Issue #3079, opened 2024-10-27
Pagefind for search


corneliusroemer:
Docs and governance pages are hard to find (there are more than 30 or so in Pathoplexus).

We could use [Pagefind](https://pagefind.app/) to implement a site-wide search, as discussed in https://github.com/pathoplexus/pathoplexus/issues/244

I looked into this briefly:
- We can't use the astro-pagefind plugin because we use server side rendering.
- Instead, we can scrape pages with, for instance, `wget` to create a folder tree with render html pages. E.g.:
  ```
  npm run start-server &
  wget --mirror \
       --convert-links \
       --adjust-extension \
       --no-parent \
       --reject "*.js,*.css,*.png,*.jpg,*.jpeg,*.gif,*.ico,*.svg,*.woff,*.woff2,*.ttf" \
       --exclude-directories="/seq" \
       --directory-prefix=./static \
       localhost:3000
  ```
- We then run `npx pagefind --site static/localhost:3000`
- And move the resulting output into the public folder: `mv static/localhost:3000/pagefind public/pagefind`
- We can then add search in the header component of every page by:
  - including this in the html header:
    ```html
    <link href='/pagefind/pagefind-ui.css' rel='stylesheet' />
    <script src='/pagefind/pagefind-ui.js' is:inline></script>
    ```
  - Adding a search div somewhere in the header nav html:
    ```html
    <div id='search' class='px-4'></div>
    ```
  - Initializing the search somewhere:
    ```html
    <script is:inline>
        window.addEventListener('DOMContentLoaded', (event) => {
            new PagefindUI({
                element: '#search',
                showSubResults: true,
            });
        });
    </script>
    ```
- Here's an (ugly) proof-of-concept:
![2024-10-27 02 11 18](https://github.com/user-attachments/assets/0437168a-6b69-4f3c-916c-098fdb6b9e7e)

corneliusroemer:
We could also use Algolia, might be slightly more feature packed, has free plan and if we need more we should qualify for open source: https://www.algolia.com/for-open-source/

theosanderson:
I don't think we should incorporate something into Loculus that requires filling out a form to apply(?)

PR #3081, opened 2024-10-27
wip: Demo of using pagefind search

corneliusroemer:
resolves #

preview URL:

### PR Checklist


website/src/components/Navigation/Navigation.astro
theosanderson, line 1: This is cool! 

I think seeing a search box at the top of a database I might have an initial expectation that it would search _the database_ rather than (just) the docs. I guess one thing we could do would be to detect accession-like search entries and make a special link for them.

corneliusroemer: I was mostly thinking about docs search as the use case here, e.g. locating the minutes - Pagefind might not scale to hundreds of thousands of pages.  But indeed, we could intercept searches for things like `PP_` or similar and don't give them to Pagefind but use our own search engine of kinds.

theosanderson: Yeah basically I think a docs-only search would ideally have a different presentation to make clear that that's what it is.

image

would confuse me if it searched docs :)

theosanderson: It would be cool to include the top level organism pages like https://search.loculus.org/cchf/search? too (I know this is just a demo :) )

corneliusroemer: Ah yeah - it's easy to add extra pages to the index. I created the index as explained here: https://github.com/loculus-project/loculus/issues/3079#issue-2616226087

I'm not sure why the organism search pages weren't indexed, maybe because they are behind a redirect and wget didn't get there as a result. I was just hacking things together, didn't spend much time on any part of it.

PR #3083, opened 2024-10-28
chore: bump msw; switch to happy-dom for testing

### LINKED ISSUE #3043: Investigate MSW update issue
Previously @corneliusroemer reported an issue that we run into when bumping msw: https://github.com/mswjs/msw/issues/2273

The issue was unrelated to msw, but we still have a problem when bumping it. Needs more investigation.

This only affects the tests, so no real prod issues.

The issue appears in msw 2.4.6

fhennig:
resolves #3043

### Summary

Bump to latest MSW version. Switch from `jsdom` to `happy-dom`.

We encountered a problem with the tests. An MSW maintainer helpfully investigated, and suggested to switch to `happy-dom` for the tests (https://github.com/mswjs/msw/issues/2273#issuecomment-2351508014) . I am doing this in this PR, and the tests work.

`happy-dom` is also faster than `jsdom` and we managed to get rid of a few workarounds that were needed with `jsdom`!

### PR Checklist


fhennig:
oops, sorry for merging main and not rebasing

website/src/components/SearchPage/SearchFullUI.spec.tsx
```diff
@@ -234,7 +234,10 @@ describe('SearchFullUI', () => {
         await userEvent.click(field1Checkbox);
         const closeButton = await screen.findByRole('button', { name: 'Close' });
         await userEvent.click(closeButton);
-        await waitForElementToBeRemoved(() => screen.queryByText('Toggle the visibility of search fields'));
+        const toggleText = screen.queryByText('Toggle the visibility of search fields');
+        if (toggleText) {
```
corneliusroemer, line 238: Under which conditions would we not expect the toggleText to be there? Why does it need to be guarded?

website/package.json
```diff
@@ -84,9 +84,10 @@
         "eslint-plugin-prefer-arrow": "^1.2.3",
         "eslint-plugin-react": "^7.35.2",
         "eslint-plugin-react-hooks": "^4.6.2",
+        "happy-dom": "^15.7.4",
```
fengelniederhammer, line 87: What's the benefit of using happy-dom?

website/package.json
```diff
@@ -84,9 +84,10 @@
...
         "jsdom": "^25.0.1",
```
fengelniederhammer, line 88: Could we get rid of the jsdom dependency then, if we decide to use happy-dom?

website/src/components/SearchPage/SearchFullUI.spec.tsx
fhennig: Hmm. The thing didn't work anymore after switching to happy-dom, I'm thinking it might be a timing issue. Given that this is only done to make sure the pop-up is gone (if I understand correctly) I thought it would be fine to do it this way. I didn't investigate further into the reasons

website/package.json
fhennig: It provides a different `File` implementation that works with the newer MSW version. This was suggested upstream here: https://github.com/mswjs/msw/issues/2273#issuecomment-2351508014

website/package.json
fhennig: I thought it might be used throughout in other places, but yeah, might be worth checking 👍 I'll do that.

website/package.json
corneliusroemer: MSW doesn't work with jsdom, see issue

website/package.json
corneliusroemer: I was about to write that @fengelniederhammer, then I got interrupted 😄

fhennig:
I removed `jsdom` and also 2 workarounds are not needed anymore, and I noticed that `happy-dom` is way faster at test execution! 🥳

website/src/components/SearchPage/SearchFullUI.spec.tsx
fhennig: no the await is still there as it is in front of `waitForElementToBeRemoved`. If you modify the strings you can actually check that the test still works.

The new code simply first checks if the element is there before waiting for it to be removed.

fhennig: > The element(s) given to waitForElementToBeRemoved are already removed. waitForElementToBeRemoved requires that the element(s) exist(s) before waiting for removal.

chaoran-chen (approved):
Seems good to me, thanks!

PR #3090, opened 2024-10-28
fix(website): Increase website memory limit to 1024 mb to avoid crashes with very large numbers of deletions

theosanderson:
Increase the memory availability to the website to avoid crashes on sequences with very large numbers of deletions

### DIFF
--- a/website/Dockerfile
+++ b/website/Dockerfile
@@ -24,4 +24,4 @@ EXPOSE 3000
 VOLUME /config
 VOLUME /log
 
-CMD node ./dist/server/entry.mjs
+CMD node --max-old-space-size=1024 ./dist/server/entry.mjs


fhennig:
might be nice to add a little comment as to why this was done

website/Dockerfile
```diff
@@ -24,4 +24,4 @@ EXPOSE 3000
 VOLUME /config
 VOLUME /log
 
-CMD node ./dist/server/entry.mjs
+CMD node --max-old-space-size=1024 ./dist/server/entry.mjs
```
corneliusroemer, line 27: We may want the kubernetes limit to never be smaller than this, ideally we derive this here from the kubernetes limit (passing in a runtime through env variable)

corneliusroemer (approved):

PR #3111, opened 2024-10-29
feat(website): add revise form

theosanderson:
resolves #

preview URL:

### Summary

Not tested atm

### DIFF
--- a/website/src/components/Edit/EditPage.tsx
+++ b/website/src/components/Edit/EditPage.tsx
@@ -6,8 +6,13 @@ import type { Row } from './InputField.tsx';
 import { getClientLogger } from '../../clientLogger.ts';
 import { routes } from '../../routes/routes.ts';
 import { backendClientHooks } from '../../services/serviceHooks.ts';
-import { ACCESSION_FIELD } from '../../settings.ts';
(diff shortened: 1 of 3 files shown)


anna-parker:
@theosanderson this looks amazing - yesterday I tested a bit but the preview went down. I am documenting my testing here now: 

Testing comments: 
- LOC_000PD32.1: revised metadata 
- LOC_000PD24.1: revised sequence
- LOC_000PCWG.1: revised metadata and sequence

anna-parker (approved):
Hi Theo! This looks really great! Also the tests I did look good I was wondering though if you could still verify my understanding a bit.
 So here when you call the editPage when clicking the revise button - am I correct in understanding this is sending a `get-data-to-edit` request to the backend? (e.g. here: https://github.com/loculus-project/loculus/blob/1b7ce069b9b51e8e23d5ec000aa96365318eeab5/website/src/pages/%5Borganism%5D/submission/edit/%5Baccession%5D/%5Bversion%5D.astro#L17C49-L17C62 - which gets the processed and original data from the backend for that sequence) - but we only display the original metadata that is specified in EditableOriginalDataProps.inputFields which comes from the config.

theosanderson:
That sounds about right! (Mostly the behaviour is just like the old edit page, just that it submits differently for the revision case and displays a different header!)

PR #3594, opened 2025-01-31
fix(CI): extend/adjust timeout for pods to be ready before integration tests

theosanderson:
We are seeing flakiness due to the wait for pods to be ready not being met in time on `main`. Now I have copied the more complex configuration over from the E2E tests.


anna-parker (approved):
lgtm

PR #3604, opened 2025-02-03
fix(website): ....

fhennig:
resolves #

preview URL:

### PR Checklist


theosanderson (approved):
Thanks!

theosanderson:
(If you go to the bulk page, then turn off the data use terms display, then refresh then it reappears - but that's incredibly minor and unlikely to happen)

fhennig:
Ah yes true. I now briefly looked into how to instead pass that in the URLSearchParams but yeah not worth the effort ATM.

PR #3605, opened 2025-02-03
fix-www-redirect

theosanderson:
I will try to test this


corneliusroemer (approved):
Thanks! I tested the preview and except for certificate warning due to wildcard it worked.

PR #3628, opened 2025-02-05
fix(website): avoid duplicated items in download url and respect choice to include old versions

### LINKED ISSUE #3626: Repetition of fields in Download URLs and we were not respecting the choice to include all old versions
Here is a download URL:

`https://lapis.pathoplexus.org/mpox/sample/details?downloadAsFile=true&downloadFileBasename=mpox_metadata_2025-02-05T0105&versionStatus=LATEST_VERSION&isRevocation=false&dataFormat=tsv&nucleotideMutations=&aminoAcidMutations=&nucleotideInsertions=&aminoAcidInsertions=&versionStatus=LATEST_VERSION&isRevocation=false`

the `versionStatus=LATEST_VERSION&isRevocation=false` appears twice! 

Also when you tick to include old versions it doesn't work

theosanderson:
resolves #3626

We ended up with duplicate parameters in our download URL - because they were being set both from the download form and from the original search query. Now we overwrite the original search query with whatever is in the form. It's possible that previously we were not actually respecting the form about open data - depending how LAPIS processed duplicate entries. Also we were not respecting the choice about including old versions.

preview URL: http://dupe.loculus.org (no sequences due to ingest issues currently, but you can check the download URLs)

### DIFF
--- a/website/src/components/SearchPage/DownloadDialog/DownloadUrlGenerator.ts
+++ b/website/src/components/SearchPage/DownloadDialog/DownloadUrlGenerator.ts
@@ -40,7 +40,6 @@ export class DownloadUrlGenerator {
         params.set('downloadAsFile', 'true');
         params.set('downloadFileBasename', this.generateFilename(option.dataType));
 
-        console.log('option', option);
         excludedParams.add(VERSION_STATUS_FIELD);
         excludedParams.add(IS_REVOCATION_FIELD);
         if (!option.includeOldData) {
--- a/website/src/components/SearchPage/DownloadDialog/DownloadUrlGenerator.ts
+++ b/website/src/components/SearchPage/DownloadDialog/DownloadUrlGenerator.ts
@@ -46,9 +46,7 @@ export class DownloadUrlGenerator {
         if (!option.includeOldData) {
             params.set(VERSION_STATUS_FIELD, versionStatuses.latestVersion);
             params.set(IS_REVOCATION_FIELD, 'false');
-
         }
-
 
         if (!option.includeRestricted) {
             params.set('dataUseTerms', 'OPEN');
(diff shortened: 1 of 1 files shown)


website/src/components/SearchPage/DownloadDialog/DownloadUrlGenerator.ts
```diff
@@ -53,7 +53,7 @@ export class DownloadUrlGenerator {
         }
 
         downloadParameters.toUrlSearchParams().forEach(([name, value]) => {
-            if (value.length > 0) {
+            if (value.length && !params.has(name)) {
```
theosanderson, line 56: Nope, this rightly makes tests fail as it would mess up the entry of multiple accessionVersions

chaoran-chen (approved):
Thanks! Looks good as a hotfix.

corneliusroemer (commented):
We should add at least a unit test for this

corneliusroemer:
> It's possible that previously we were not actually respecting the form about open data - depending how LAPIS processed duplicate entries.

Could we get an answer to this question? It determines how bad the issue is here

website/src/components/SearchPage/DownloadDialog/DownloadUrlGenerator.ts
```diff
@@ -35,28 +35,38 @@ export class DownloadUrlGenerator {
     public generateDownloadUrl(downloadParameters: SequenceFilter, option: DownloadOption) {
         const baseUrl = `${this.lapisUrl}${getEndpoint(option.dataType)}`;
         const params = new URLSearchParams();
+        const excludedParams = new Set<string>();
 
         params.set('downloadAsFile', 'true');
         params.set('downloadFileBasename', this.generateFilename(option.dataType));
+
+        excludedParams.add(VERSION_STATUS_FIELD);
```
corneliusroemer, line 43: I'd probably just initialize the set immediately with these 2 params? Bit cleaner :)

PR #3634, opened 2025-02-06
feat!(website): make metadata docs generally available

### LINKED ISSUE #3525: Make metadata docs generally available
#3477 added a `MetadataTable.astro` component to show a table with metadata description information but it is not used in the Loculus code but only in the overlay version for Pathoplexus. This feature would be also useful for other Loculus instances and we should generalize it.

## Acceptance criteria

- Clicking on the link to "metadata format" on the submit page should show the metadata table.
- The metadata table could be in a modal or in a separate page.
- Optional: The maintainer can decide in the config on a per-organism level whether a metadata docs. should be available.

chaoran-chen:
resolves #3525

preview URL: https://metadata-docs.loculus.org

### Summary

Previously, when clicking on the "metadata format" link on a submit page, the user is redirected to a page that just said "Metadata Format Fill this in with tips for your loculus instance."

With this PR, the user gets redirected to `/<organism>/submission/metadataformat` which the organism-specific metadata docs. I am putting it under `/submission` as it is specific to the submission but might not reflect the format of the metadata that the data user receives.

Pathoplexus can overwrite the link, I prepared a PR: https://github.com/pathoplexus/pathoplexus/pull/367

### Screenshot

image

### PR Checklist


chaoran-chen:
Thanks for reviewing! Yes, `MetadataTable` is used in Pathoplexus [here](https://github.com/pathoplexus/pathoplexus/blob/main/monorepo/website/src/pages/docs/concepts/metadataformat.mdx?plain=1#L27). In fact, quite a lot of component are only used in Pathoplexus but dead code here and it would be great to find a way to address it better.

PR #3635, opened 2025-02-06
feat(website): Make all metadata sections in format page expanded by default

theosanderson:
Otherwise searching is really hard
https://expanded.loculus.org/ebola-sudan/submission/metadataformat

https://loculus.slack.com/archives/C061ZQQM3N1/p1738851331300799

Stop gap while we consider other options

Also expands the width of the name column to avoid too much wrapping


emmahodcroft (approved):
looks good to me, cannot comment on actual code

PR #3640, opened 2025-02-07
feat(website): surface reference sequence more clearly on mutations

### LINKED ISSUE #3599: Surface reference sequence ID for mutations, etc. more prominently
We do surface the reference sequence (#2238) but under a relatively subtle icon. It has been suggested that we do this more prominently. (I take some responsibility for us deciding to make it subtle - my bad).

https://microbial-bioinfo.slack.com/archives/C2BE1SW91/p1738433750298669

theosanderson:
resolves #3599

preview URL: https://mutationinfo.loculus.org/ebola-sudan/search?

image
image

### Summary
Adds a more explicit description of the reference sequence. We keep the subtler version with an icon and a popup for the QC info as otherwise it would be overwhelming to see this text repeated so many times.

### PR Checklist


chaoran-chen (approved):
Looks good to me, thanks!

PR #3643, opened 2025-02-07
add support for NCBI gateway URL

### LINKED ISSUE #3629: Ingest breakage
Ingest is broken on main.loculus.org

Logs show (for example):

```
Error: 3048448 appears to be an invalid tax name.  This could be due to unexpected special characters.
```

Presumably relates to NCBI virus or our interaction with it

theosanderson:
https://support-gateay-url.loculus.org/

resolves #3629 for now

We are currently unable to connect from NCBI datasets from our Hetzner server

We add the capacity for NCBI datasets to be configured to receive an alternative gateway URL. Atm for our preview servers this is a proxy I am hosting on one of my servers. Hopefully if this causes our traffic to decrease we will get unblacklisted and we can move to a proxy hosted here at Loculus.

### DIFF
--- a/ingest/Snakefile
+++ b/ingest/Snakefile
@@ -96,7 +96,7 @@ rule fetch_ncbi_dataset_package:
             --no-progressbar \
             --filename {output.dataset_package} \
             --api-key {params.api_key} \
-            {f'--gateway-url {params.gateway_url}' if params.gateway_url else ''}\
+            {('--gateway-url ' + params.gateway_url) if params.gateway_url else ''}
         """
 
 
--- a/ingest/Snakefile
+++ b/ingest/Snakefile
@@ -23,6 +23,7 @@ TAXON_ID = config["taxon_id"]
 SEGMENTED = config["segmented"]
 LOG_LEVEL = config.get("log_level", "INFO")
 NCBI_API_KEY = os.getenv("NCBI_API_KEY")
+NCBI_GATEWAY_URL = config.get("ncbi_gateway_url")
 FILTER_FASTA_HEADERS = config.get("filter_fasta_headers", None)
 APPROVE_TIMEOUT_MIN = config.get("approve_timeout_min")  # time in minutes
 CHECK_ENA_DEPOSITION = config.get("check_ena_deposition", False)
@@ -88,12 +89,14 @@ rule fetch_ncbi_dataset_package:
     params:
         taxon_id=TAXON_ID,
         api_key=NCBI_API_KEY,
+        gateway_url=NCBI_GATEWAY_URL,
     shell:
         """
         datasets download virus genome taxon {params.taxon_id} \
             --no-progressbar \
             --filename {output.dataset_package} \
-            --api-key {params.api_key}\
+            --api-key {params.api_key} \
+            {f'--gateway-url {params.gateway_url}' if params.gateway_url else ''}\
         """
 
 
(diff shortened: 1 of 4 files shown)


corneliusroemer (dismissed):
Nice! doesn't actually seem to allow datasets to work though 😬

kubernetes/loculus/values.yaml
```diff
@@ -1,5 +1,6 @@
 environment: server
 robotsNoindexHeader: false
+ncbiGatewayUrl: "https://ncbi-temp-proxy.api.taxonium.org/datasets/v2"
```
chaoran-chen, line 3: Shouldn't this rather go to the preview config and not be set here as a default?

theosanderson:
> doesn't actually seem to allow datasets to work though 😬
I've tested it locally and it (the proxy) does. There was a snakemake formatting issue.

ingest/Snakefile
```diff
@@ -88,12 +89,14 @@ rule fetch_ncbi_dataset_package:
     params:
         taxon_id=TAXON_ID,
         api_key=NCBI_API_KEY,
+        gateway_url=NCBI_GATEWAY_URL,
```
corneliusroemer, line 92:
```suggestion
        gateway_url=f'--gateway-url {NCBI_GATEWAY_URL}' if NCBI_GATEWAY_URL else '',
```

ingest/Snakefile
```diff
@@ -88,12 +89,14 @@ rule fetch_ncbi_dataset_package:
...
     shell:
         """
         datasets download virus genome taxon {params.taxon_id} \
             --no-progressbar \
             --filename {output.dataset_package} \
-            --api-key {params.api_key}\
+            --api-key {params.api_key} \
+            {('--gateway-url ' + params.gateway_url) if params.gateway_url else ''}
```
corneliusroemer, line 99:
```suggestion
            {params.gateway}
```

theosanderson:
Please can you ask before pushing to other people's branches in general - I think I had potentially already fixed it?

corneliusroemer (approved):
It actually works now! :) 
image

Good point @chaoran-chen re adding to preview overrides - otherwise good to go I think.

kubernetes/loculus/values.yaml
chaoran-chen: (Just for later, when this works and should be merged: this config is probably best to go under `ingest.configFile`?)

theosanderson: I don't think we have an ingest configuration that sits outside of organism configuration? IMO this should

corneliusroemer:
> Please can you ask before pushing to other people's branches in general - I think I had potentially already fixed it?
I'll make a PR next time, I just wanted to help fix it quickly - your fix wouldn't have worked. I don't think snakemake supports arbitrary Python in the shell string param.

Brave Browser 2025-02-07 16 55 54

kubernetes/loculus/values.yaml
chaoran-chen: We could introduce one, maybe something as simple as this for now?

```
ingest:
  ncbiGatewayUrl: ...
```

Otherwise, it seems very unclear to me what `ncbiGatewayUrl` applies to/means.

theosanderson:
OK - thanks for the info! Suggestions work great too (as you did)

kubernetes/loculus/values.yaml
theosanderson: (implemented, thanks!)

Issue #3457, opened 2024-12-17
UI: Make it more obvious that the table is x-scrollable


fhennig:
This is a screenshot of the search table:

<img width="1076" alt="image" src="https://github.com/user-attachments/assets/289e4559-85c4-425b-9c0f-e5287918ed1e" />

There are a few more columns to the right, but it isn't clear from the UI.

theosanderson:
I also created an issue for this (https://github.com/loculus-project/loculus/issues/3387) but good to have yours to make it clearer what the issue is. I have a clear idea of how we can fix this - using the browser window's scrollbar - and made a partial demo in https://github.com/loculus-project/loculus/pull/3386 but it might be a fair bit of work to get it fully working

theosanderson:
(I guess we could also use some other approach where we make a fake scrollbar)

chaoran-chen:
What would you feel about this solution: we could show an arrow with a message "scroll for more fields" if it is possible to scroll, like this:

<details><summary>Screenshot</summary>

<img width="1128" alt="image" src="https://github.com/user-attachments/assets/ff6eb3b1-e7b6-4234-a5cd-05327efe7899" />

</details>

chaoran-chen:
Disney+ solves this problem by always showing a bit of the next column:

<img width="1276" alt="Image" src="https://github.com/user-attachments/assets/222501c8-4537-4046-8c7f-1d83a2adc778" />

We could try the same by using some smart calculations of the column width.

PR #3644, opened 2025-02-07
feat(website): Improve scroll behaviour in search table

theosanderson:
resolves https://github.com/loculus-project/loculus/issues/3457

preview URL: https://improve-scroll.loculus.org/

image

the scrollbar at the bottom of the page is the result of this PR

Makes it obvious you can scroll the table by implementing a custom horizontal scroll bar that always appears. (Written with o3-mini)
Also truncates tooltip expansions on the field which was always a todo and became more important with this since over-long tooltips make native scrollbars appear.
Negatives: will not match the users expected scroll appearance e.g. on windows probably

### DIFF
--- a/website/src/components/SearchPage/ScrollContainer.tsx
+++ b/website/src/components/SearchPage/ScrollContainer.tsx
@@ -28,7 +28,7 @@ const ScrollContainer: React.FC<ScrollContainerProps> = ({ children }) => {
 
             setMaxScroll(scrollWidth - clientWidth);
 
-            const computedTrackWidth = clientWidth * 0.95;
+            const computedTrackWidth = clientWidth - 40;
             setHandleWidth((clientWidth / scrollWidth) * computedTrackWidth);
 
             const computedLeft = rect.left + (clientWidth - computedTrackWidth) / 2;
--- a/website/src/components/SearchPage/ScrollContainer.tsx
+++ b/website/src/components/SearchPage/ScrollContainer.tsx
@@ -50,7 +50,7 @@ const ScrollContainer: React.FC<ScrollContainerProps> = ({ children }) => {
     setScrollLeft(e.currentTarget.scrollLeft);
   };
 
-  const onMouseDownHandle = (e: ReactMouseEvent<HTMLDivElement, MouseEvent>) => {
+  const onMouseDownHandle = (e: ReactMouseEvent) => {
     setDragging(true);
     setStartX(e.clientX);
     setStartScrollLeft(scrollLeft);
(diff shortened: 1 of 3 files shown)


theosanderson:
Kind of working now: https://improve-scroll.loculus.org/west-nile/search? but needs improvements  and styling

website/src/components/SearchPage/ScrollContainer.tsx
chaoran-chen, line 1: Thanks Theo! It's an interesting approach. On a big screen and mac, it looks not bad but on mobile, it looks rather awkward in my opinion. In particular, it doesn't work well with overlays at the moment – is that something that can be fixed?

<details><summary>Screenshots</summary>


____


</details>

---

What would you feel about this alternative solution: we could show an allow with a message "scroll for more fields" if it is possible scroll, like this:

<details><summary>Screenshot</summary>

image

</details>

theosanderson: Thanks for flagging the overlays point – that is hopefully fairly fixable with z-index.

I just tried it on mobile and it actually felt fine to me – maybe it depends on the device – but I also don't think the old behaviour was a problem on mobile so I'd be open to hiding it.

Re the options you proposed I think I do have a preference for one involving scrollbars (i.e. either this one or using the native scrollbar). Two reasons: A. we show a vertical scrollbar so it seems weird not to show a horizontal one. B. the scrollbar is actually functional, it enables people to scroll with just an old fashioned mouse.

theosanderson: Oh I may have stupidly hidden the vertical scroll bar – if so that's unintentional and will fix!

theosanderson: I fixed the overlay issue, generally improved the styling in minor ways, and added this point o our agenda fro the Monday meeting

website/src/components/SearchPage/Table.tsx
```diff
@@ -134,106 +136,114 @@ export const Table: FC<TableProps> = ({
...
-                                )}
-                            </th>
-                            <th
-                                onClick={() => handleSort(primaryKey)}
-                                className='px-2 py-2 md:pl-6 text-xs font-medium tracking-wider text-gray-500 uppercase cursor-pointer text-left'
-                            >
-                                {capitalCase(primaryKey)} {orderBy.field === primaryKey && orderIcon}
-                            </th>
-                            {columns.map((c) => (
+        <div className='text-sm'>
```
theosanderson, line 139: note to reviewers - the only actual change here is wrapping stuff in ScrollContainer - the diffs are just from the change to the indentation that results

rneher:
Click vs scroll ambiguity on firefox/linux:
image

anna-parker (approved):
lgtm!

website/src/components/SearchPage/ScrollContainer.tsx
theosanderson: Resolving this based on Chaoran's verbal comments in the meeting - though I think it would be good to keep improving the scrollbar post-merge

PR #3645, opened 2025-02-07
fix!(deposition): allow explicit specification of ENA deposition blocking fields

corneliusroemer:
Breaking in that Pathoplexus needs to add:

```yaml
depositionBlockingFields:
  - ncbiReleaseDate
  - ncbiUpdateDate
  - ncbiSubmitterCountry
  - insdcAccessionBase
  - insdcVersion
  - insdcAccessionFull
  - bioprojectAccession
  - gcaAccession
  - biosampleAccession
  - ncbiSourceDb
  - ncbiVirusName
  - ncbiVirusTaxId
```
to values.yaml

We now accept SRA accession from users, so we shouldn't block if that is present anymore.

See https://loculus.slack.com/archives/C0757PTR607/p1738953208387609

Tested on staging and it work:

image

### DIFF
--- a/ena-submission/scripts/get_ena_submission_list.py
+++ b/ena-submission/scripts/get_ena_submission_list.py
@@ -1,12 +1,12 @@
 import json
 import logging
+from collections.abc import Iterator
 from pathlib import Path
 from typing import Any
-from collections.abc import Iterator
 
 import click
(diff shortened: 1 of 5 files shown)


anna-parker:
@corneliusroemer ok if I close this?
····················
From the records above, return each line that has the string "limit".

fix(website): Increase website memory limit to 1024 mb to avoid crashes with very large numbers of deletions
corneliusroemer, line 27: We may want the kubernetes limit to never be smaller than this, ideally we derive this here from the kubernetes limit (passing in a runtime through env variable)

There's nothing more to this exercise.